Every line of the data that includes "from" should be copied out.

▼

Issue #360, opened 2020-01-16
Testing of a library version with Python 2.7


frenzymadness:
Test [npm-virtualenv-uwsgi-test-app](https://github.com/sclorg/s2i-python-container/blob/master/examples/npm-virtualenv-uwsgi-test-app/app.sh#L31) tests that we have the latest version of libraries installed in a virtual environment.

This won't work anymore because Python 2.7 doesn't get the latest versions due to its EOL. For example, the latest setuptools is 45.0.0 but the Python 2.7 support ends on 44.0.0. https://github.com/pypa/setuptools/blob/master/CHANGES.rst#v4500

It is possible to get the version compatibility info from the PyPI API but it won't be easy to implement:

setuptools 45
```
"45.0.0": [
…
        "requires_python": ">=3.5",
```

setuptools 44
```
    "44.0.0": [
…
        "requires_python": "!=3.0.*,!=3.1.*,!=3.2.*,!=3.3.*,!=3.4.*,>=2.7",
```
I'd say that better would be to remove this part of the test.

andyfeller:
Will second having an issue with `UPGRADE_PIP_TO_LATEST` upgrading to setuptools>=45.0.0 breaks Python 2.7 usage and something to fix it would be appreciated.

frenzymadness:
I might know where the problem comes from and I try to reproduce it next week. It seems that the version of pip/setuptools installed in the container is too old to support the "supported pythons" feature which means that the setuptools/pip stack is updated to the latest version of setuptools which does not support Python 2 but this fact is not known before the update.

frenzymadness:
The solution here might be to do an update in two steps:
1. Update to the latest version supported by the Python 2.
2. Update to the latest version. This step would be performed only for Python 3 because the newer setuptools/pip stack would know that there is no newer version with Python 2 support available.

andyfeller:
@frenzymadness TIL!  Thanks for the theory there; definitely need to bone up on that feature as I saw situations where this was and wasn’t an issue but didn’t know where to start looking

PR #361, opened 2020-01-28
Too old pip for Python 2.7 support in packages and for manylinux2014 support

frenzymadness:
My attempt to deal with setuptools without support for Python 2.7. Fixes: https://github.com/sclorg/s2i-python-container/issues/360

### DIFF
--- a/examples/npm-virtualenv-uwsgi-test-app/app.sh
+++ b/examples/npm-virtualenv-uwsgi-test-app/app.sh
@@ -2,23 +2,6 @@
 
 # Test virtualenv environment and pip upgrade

▲

■ Response to the task ■
It is possible to get the version compatibility info from the PyPI API but it won't be easy to implement:
I might know where the problem comes from and I try to reproduce it next week. It seems that the version of pip/setuptools installed in the container is too old to support the "supported pythons" feature which means that the setuptools/pip stack is updated to the latest version of setuptools which does not support Python 2 but this fact is not known before the update.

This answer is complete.